_EXERCISE:_ From the entries below, transcribe exactly the lines between the line holding "There's a lot" and the line holding "This doesn't really", inclusive; skip all other lines.

_DATASET ENTRIES:_
PR #748, opened 2026-08-24
I2CFile  read register methods did not write the desired register add…

taartspi:
…ress into the chip, it only read the chip at what ever address was currently set

### DIFF
--- a/plugins/pi4j-plugin-ffm/src/main/java/com/pi4j/plugin/ffm/providers/i2c/impl/I2CFile.java
+++ b/plugins/pi4j-plugin-ffm/src/main/java/com/pi4j/plugin/ffm/providers/i2c/impl/I2CFile.java
@@ -79,14 +79,16 @@ public class I2CFile extends I2CBase<FFMI2CBus> {
 
     @Override
     public int readRegister(int register) {
+        write(register) ;
         var buffer = new byte[1];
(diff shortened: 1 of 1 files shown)


taartspi:
In testing writeThenRead. The FILE implementation had bugs in the read register. The methods did not set the chips register with a write operation. It just did a read.  Fix needed but still the DIRECT implementation is the only one that correctly does the writeThenRead. I will update the provider documentation to state that.  

At the moment the build test fails. I will look into that tomorrow

taartspi:
.i2cImplementation(I2CImplementation.FILE)

With the changes in V5 Stefan asked that I confirm i2c writeThenRead works correctly.  
It does execute correctly as Implementation DIRECT.

I tried SMBUS, code tells you this request is not supported.

Tried FILE, it does not work correctly.  I started digging and saw the readRegister was not correct,
 Fixed that and integration tests fail. Could not fix that because of the mock behavior. 
 I believe some problems would be fixed if the dev was changed from i2c-dev to i2c-eeprom.   I 
 
  The question is:  Do i spend time to see if I can get more FILE function working or we change support 
  to partial SMBUS and full DIRECT support , remove FILE ?

taartspi:
while this sat, another PR did this same fix for the read() returning a length and not the read byte of data.   And the fact we are going to remove the Implementation.FILE.  I will close this.

Issue #742, opened 2026-08-17
Move `blink`, `pulse`, etc to `DigitalOutputOperations`


IAmNickNack:
Variations of `pulse`, `blink` and possibly `toggle` are operations _on_ a device, not _of_ it.

`DigitalOutput` would have clearer intent if these functions were moved to a `DigitalOutputOperations` utility.

These operations also make it essentially mandatory for any new `DigitalOutput` implementations to extend `DigitalOutputBase` and enter into the extension hierarchy. The alternative being to implement these operations anew if only implementing `DigitalOutput`.

stefanhaustein:
My plan (after my current PR) was to implement SoftwarePwm (which is basically blinking with some added parameters :) in utils which would then support these as well. 

For similar reasons: Be able to implement DigitalOutput in IO expanders, reducing the reliance of OnOffWrite

stefanhaustein:
After starting to look into SoftwarePwm, adding support there for these legacy methods seems a bit odd. 

So it would probably be better to implement DigitalOutputOperations as suggested (and perhaps deprecate the blink / pulse methods).

I am less concerned about toggle, as it should be possible to implement as a default method (if that's not the case already).

My main concern here is that the async blink methods depend on context, which I think we should avoid, so we can easily implement DigitalOutput for IO Expanders.

IAmNickNack:
> My main concern here is that the async

Personally, I don't think it should be the responsibility of the hardware implementation layer to provide asyc functionality. Especially in `core`. It could be removed from `core` entirely.

Aim to support it maybe by being thread safe, but this should be the user's responsibility to implement however they like.

If there's still feeling that it really needs to be supported, I'd add it as an extension module outside the core codebase.

eitch:
I just want to interject here, that we already have async code: All input listeners are async by nature hence we have the infrastructure for async code on the context.

IAmNickNack:
That's internal mechanics though. I'm not sure there's any benefit of leaking it out in the public API

IAmNickNack:
Is this a question of what's used or required internally and what is appropriate to expose to the user?

The module system attempts to do this by exporting only selected packages, but if any type exposed in those packages includes internal mechanics, it defeats the purpose.

There's a lot of refactoring talk going on at the moment, largely to address internal mechanics or architectural concerns. This often seems to reach the point of "user expects" or "that's exposed". 

[...]

PR #749, opened 2026-08-25
Move blink, pulse, etc to DigitalOutputOperations

stefanhaustein:
Addressing the second part of #742, simplifying DigitalOutput implementations

Operations are copied as-is, moving execution responsibility to a light executor, cutting the context dependency for non-critical tasks


stefanhaustein:
> ## [Quality Gate Failed](https://sonarcloud.io/dashboard?id=Pi4J_pi4j&pullRequest=749) **Quality Gate failed**
> Failed conditions  [C Reliability Rating on New Code](https://sonarcloud.io/dashboard?id=Pi4J_pi4j&pullRequest=749) (required ≥ A)
> 
> [See analysis details on SonarQube Cloud](https://sonarcloud.io/dashboard?id=Pi4J_pi4j&pullRequest=749)
> 
>  Catch issues before they fail your Quality Gate with our IDE extension  [SonarQube for IDE](https://www.sonarsource.com/products/sonarlint/features/connected-mode/?referrer=pull-request)

Note that these are pre-existing issues and highlighted because code is moved around unchanged.

IAmNickNack:
> This doesn't really address the problem described in #749:

Doesn't it address the following problem (quote from the issue) by providing DigitalOutputOperations backed defaults: 

> These operations also make it essentially mandatory for any new DigitalOutput implementations to extend DigitalOutputBase and enter into the extension hierarchy. The alternative being to implement these operations anew if only implementing DigitalOutput.

To address the rest, my plan is

- Add SoftwarePwm in utils
- Deprecate the pulse / blink methods and point to SoftwarePwm as an alternative.

pi4j-core/src/main/java/com/pi4j/io/gpio/digital/DigitalOutputOperations.java
```diff
@@ -0,0 +1,228 @@
...
+     *                 and 5 times low for a second), also for calling the callback function.
+     *                 <p>
+     *                 If you don't want the <code>blink()</code> method to block the calling thread, pls. use the
+     *                 {@link #blinkAsync(DigitalOutput digitalOutput, int, int, java.util.concurrent.TimeUnit, com.pi4j.io.gpio.digital.DigitalState, java.util.concurrent.Callable) blinkAsync()} method instead.<br>
+     *                 <p>
+     * @param unit     The time unit used to calculate the delay.
+     * @param state    The initial state of the pin.
+     * @param callback The method to call, if any, once the blinking is done.
+     */
+    static DigitalOutput blink(DigitalOutput digitalOutput, int delay, int duration, TimeUnit unit, DigitalState state, Callable<Void> callback) {
```
IAmNickNack, line 66: If this class had a `DigitalOutput` property, these functions could be non-static and share the exact same method signature as already exists on the output interface. 

Maybe not an issue with the all-arg variants, but if there's a possibility that the user references `DigitalOutput pulse(int interval, TimeUnit unit)` as a `BiFunction` function reference and delegates the actual decision about whether to use `pulseHigh` or `pulseLow` to runtime, migrating to `Operations` be more work than necessary.

pi4j-core/src/main/java/com/pi4j/io/gpio/digital/DigitalOutputOperations.java
```diff
@@ -0,0 +1,228 @@
...
+import org.slf4j.LoggerFactory;
+
+import java.util.concurrent.Callable;
+import java.util.concurrent.ExecutorService;
+import java.util.concurrent.Executors;
+import java.util.concurrent.Future;
+import java.util.concurrent.TimeUnit;
+
+/** Internal helper implementing legacy operations for DigitalOutput. */
+final class DigitalOutputOperations {
```
IAmNickNack, line 14: Rather than being a helper, this could / should be an interface which owns the spec for the operations.

The original premise of #742 was that the operations don't belong on `DigitalOutput` and should be relocated

pi4j-core/src/main/java/com/pi4j/io/gpio/digital/DigitalOutputOperations.java
stefanhaustein: This class is not intended to be exposed to users. It's sole point is to be able to have default implementations for all blink/pulse methods in DigitalOutput (which we should deprecate there), addressing point 2 in your issue (DigitalOutput implementation complexity without inheriting from DigitalOutputBase).

I am not fundamentally opposed to exposing the class in the form you suggest, wrapping a DigitalOutput. I just thought it provides little non-trivial value over something like SoftwarePwm (tbd), so we should rather deprecate the original methods without a 1:1 replacement than carrying these helpers over into the future in a new, slightly better form.

stefanhaustein: That said, I think we should just go ahead with this change as is, keeping PRs atomic / minimal:

- It clearly addresses a significant part of the issue
- It doesn't make anything worse
- As DigitalOutputOperations is currently not exposed, we retain freedom to change it as we like
- In which way we expose it (if at all) is probably better decided when we have SoftwarePwm as a clean replacement for some of the functionality

IAmNickNack:
> Doesn't it address the following problem (quote from the issue) by providing DigitalOutputOperations backed defaults:
> 
> > These operations also make it essentially mandatory for any new DigitalOutput implementations to extend DigitalOutputBase and enter into the extension hierarchy. The alternative being to implement these operations anew if only implementing DigitalOutput.

Technically, yes. If this point is considered in isolation. It doesn't address the preceding two points:

> Variations of pulse, blink and possibly toggle are operations on a device, not of it.
> 
> DigitalOutput would have clearer intent if these functions were moved to a DigitalOutputOperations utility.

stefanhaustein:
> > Doesn't it address the following problem (quote from the issue) by providing DigitalOutputOperations backed defaults:
> > > These operations also make it essentially mandatory for any new DigitalOutput implementations to extend DigitalOutputBase and enter into the extension hierarchy. The alternative being to implement these operations anew if only implementing DigitalOutput.
> 
> Technically, yes. If this point is considered in isolation. It doesn't address the preceding two points:
> 
> > Variations of pulse, blink and possibly toggle are operations on a device, not of it.
> > DigitalOutput would have clearer intent if these functions were moved to a DigitalOutputOperations utility.

I don't think there we have a policy here that a PR needs to fully fix an issue.

One issue why I don't want to make DigitalOutputOperations public yet is that the name is very broad. Shouldn't we make it more specific to the functionality it provides? If we add support for bit patterns we could name it DigitalOutputSequenceModulator

pi4j-core/src/main/java/com/pi4j/io/gpio/digital/DigitalOutputOperations.java
eitch: When we add an interface, then we need a subclass, thus needing a way to show the user how to create the class which means we need a factory/provider of sorts. DigitalOutputSequenceModulator is a mouth full. Do we see a need to implement different versions of pulse and blink? In a way it's always been something that doesn't really fit core code, no?

Having a simple version in DigitalOutputOperations is fine for me, but an interface seems wrong. Perhaps that would then make sense in pi4j-drivers?

stefanhaustein:
Ping?

eitch:
> Ping?

There were comments made, which weren't addressed thus this went forgotten =)

pi4j-core/src/main/java/com/pi4j/io/gpio/digital/DigitalOutputOperations.java
stefanhaustein: > When we add an interface, then we need a subclass, thus needing a way to show the user how to create the class which means we need a factory/provider of sorts. DigitalOutputSequenceModulator is a mouth full. Do we see a need to implement different versions of pulse and blink? In a way it's always been something that doesn't really fit core code, no?

One reason to have/keep it in core is the existing dependency from core

> Having a simple version in DigitalOutputOperations is fine for me, but an interface seems wrong. Perhaps that would then make sense in pi4j-drivers?

I agree. I think we tend to have this kind of thinks in utils. I don't think drivers would be the right place as it doesn't add support for additional hardware...

In any case, I think we should move ahead with the change as-is as it improves the subclassing situation and leaves everything else open for a followup, as nothing new is exposed....

stefanhaustein:
> > Ping?
> 
> There were comments made, which weren't addressed thus this went forgotten =)

I think they should be all addressed now?

eitch (approved):

PR #753, opened 2026-09-18
FFM I2C: return read() unsigned in the direct and file implementations

### LINKED ISSUE #752: FFM: I2CDirect.read() and I2CFile.read() return the byte sign-extended (follow-up to #594)
**Version:** 4.0.2, also current `main` (`I2CDirect.java` line 146, `I2CFile.java` line 60)
**Plugin:** pi4j-plugin-ffm

### What happens

`I2C.read()` returns the raw `byte` widened to `int`, so values 0x80–0xFF come back negative. A PCF8574 with all pins high answers 0xFF and `read()` returns **-1**, which by the `read()` contract means "nothing read". The default implementation is affected (DIRECT is chosen when no `i2cImplementation` is set), and so is FILE; SMBUS is correct.

```java
// I2CDirect
public int read() {
    return internalRead(new byte[1], 0, 1)[0];          // sign-extended
}
public int readRegister(int register) {
    return Byte.toUnsignedInt(internalRead(...)[0]);    // fixed in #598
}
```

`I2CFile.readRegister(int)` has a related slip: it returns `read.length` (always 1) instead of the byte value.

The unit test currently locks the bug in: `I2CTest.testReadDirect` asserts `assertEquals((byte) 0xff, direct.read())`, i.e. -1, while `testReadSMBus` asserts `0xff` for the same call on the SMBus implementation.

### How to reproduce

Any device whose first byte has bit 7 set; a PCF8574 (pins idle high) is the simplest:

```java
Context pi4j = Pi4J.newAutoContext();
I2C pcf = pi4j.create(I2C.newConfigBuilder(pi4j).id("pcf").bus(1).device(0x20).provider("ffm-i2c").build());
System.out.println(pcf.read());   // -1; with .i2cImplementation(I2CImplementation.SMBUS): 255
```

Seen in practice as an `i2cdetect`-style scan that skipped the PCF8574 on a Waveshare Pioneer600 (treated `read() < 0` as no acknowledge) while listing the DS3231 and PCF8591 next to it, whose first bytes happened to be below 0x80.

### Expected

`read()` returns 0–255 in all three implementations, as `I2CSMBus.read()` and `I2CDirect.readRegister(int)` already do; `I2CFile.readRegister(int)` returns the value rather than the count.

### Prior art

- #594 / #598: the same defect in `I2CDirect.readRegister(int)`, fixed with `Byte.toUnsignedInt` (Jan 2026). `read()` was not touched.
- #164: the same defect in the mock plugin's single-byte read (2021).

PR with the two one-line fixes, the `readRegister(int)` return value and updated unit tests follows.

mstahv:
I2CDirect.read() and I2CFile.read() returned the raw byte widened to int, so 0x80..0xFF came back negative and a PCF8574 with all pins high (0xFF) read as -1, which the I2C.read() contract reserves for "nothing read". The SMBus implementation and, since #598, I2CDirect.readRegister(int) already use Byte.toUnsignedInt; this applies the same to read(). I2CFile.readRegister(int) also returned the number of bytes read instead of the value; it now returns the unsigned byte like the other implementations.

The unit test for the direct read asserted the sign-extended -1; it now expects 0xFF, and the file read test uses bytes with the top bit set so both paths are covered.

Closes #752


stefanhaustein (approved):
Thanks! @DigitalSmile seems to be busy and this looks like a very clear & straightforward case, so I took the liberty to stamp this O:)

_OUTPUT:_
There's a lot of refactoring talk going on at the moment, largely to address internal mechanics or architectural concerns. This often seems to reach the point of "user expects" or "that's exposed". 

[...]

PR #749, opened 2026-08-25
Move blink, pulse, etc to DigitalOutputOperations

stefanhaustein:
Addressing the second part of #742, simplifying DigitalOutput implementations

Operations are copied as-is, moving execution responsibility to a light executor, cutting the context dependency for non-critical tasks


stefanhaustein:
> ## [Quality Gate Failed](https://sonarcloud.io/dashboard?id=Pi4J_pi4j&pullRequest=749) **Quality Gate failed**
> Failed conditions  [C Reliability Rating on New Code](https://sonarcloud.io/dashboard?id=Pi4J_pi4j&pullRequest=749) (required ≥ A)
> 
> [See analysis details on SonarQube Cloud](https://sonarcloud.io/dashboard?id=Pi4J_pi4j&pullRequest=749)
> 
>  Catch issues before they fail your Quality Gate with our IDE extension  [SonarQube for IDE](https://www.sonarsource.com/products/sonarlint/features/connected-mode/?referrer=pull-request)

Note that these are pre-existing issues and highlighted because code is moved around unchanged.

IAmNickNack:
> This doesn't really address the problem described in #749:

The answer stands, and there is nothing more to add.